- **Task instructions**
Print exactly those lines that run from the beginning of the data to the line bearing "## Checklist", inclusive.

*** Opening Given data ***

PR #3168, opened 2024-05-24
fix: Invoke `setToStart` on child effect controller of wrapping effect controllers

ufrshubham:
# Description

`DelayedEffectController` was not calling `setToStart` on its child, causing it to not behave as expected when used with `InfiniteEffectController`. This was reported by a discord member [in this message](https://discord.com/channels/509714518008528896/516639688581316629/1242258377766080666).

This PR introduces a `HasSingleChildEffectController` mixin which can be added to any effect controller that wraps a single child effect controller. This mixin makes sure that the `setToStart`, `setToEnd` and `onMount` methods always get invoked on the child controllers.

## Checklist

## Breaking Change?

## Related Issues

NA

### DIFF
--- a/packages/flame/lib/src/effects/controllers/mixins/has_single_child_effect_controller.dart
+++ b/packages/flame/lib/src/effects/controllers/mixins/has_single_child_effect_controller.dart
@@ -1,0 +1,28 @@
+import 'package:flame/effects.dart';
+import 'package:meta/meta.dart';
+
+/// This mixin must be used with [EffectController]s that wrap a single child
+/// effect controller of type [T].
+mixin HasSingleChildEffectController<T extends EffectController>
+    on EffectController {
+  /// Returns the wrapped child effect controller.
+  T get child;
+
+  @mustCallSuper
+  @override
+  void setToStart() {
+    child.setToStart();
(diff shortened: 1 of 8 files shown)


packages/flame/lib/src/effects/controllers/mixins/has_single_child_effect_controller.dart
```diff
@@ -0,0 +1,28 @@
+import 'package:flame/effects.dart';
+import 'package:meta/meta.dart';
+
+/// This mixin must be used with [EffectController]s that wrap a single child
+/// effect controller of type [T].
+mixin HasSingleChildEffectController<T extends EffectController>
```
spydon, line 6: Doesn't all effect controllers wrap a single child, so that this could be directly on the `EffectController` instead of a mixin? 🤔

ufrshubham: `DurationEffectController`s do not need a child and `SequenceEffectContoller` has a list of children. So these two controllers won't satisfy the single child condition.

spydon (approved):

*** Closing Given data ***

- **Solution**
PR #3168, opened 2024-05-24
fix: Invoke `setToStart` on child effect controller of wrapping effect controllers

ufrshubham:
# Description

`DelayedEffectController` was not calling `setToStart` on its child, causing it to not behave as expected when used with `InfiniteEffectController`. This was reported by a discord member [in this message](https://discord.com/channels/509714518008528896/516639688581316629/1242258377766080666).

This PR introduces a `HasSingleChildEffectController` mixin which can be added to any effect controller that wraps a single child effect controller. This mixin makes sure that the `setToStart`, `setToEnd` and `onMount` methods always get invoked on the child controllers.

## Checklist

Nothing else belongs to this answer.